Relationships are like a greenhouse. You carefully choose your plants because they bring you joy. But just like a greenhouse, a healthy relationship requires loving care, hard work, and regular maintenance to flourish. Without these time, effort, and care, you just grow weeds!
Here are eight essential things all couples need to do in order to grow a strong, healthy relationship.
1. Communicate clearly and transparently.
When we rely on implied communication, we often assume that everyone knows what we want. When you’re in a romantic relationship, though, you should never assume that your partner knows exactly what you want. Instead of making assumptions, ask for whatever’s on your mind. When couples communicate clearly, making the relationship flourish no longer takes as much guesswork.
2. Connect with your partner.
When do you feel most connected to your partner? When does your significant other feel most connected to you?
Remember that connection is about more than just sex. In fact, it’s all about the small gestures that show our partners that we love them, like greeting them at the door or leaving them a love note on their pillow. If you feel like you’re losing your connection with your partner, talk to them about your feelings. The love is still there – you just need to know how to ask for it.
3. Understand that you and your partner have different needs.
Sometimes people forget that their partners may not require the same amount of time together as they do. Instead of starting an argument about differences in your relationship, it’s important that both partners compromise from time to time. Couples should negotiate so that they can meet each partner’s needs.
4. Don’t lose yourself in the relationship.
In a healthy relationship, each partner must honor what fills them up inside. In other words, both you and your partner need to engage in some separate, rejuvenating activities from time to time. Read a book, watch TV alone, or grab lunch with a friend. These breaks from each other allow you each to maintain your personal identity and not lose yourself in the relationship.
5. Spend time together.
Carve out time just for you and your partner. Go on a date no fewer than every two weeks. If your dates are spaced more than two weeks apart, you may lose your connection with your partner. During these times, focus on each other, not work or other obligations. After all, dates are about your connection as a couple, so whether you’ve chosen an exciting night out or a quiet night in, tune out the rest of the world.
6. Make sure that you and your partner are on the same page.
When you and your partner are on the same page, it doesn’t mean that there’s a power struggle; it means that you have each other’s best interests in mind. Whether you help each other with housework or meet life’s challenges together, support helps both partners thrive.
7. Learn which love languages you each need.
According to Dr. Gary Chapman, author of The 5 Love Languages, the five love languages are physical touch, words of affirmation, receiving gifts, acts of service, and quality time. These “languages” explain how each of us experiences love from our friends and romantic partners. When you’re in a relationship, it’s important to know your partner’s love language and express love to them in the way they prefer, not in your own love language.
8. Demonstrate your trust and respect for one another.
Feeling emotionally safe is incredibly important in a relationship. In order to thrive, your relationship cannot have any signs of betrayal or abuse. When you show your partner love and respect, they trust you in return.

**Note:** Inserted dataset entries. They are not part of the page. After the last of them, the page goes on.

PR #830, opened 2026-09-15
feat(cluster): add DELETE /api/v1/cluster/files endpoint (#794)

### LINKED ISSUE #794: cluster: DELETE /api/v1/cluster/files must be built as a destructive, cluster-wide operation (confirm, honest wording, audit target, validation, no test scaffolding)
Spec for the endpoint half of the #790 split (the self-heal half is #759 plus the follow-up issue on the in-flight ordering). #759 says the escape hatch needs `DELETE /api/v1/cluster/files?path=` to exist; #790 built it and was closed by its author to be reopened as two PRs. Everything below was verified on #790's head (7374b2c) with a live three-writer + reader cluster.

## What a manifest delete actually does

The endpoint is described everywhere in #790 (PR body, handler comment, release note) as "removing a manifest entry". The mechanism underneath it is a cluster-wide file deletion:

`DeleteFileFromManifest` → Raft `CommandDeleteFile` → `ClusterFSM.applyDeleteFileStruct` on every node → `onFileDeleted` callback → `coordinator.go` `onDelete` → on every node with local storage, the Phase 4 delete worker unlinks the file after a 500 ms grace.

Live: a file present on all three writers and the reader, one `DELETE /api/v1/cluster/files?path=…` with no other parameter, HTTP 200, and the file was gone from all four nodes within 6 s. On S3/Azure the effect flips: nothing is unlinked and the object becomes an orphan for the Phase 5 reconciler.

That is the right mechanism for the #759 case (no node holds bytes anyway), but on a healthy path it is an unrecoverable, cluster-wide delete in one admin request, so the endpoint has to be built as one.

## Requirements

1. **Confirmation.** Require `?confirm=true` and refuse with 400 otherwise, as `DELETE /api/v1/databases/:name` already does for a destructive admin call.
2. **Honest wording**, in the handler comment, the release note (this is a `## New` entry, not a bug fix) and the docs (enterprise `configuration/clustering.md` per-endpoint section and the API reference overview): removes the manifest entry; on local-storage nodes, deletes the file on every node; on shared backends, leaves an orphan object.
3. **Warn-level log** on the handling node with node id, path and reason.
4. **Audit target.** `internal/audit/middleware.go` records `c.Path()` only and never populates `Detail`, so a query-string target never reaches the audit row: today the row would say `api.delete` + actor + status and not which file. Every existing DELETE route carries its target in the URL (`/cluster/nodes/:id`, `/databases/:name`, `/backups/:id`, …). Either move the path into the URL (`DELETE /api/v1/cluster/files/*`) or put it in the audit event's `Detail`.
5. **Validation.** `clusterraft.ValidateManifestPath` on `path` before the manifest lookup; cap `reason` (256 is plenty), because it is written into the Raft log and into every node's log line.
6. **Retry-later mapping.** `errors.Is(err, raft.ErrManifestApply)` (no leader, leader unreachable, apply timeout) → 503 with `Retry-After`, the way `delete.go` and `compaction.go` do it, instead of 500 with the raw error string.
7. **No test scaffolding in production code.** #790 carried `NewTestCoordinator`, `SetRaftFSM`, three unused `*ForTest` hooks on the puller, and a `raftNode == nil && raftFSM != nil` branch in `DeleteFileFromManifest` that applied the command straight to the FSM with a fabricated `Index: 1`. The FSM and the Raft node are created in the same block of the constructor and a node failure aborts construction, so that branch is unreachable in every supported mode and exists only so the API unit test can run without Raft. It is a no-quorum mutation sitting in the method every retention, compaction and delete caller uses. The handler needs two methods from the coordinator: use the `delete.go` `DeleteCoordinator` pattern (unexported interface, stubbed in `cluster_test.go`). For the real path, `package cluster` already builds coordinators around a bootstrapped Raft node (`filereplication_integration_test.go`, `multi_writer_integration_test.go`); one test through `DeleteFileFromManifest → raftNode → FSM → onDelete` is what proves the feature.
8. A read-only token gets 403 (test).

Auth wiring was correct in #790 (`filesGroup.Use(auth.RequireAdmin)`, constructor receives the auth manager) and should stay that way.

Refs: #759, #790 (review + live runs at https://github.com/Basekick-Labs/arc/pull/790#issuecomment-5668313471).

Thundercloud12:
## Summary

This PR implements the administrative `DELETE /api/v1/cluster/files` endpoint, completing the second part of the split requested in #790 and tracked by #794. The query-gate self-healing groundwork was merged in #800.

The endpoint allows cluster operators to remove an entry from the cluster-wide Raft manifest and triggers physical file deletion across the cluster on nodes using local storage.

### 1. Destructive Guard (`?confirm=true`)

* Mirrors `DELETE /api/v1/databases/:name`.
* Requires the `?confirm=true` query parameter.
* Missing or false values return `400 Bad Request` with:

  > `confirmation required: add ?confirm=true to delete the file from cluster manifest and storage`

### 2. Validation

* Validates the path using `clusterraft.ValidateManifestPath(path)` before lookup.
* Rejects invalid, absolute, scheme-prefixed, traversal, and null-byte paths with `400 Bad Request`.
* Adds a maximum length of 256 characters for the optional `reason` parameter using `maxDeleteReasonLen = 256`.
* Reasons exceeding the limit return `400 Bad Request`.

### 3. Raft Apply Error Mapping

* Raft application failures such as no leader, an unreachable leader, or an apply timeout return `503 Service Unavailable`.
* Errors matching `clusterraft.ErrManifestApply` set:

  * `Retry-After: 1`
  * Response: `cluster manifest update unavailable; retry later`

If your partner feels hurt, apologize and ask how you can rectify the situation. After all, love isn’t about being right or wrong. It’s about demonstrating mutual respect for each other.
If you don’t tend to your relationship, it will begin to grow into weeds or dry out entirely. With your partner, determine where your strengths and weaknesses lie and where you can improve your relationship. When you communicate effectively and follow these eight essential tips, you’ll set up a healthy relationship that will grow into a lifetime of happiness.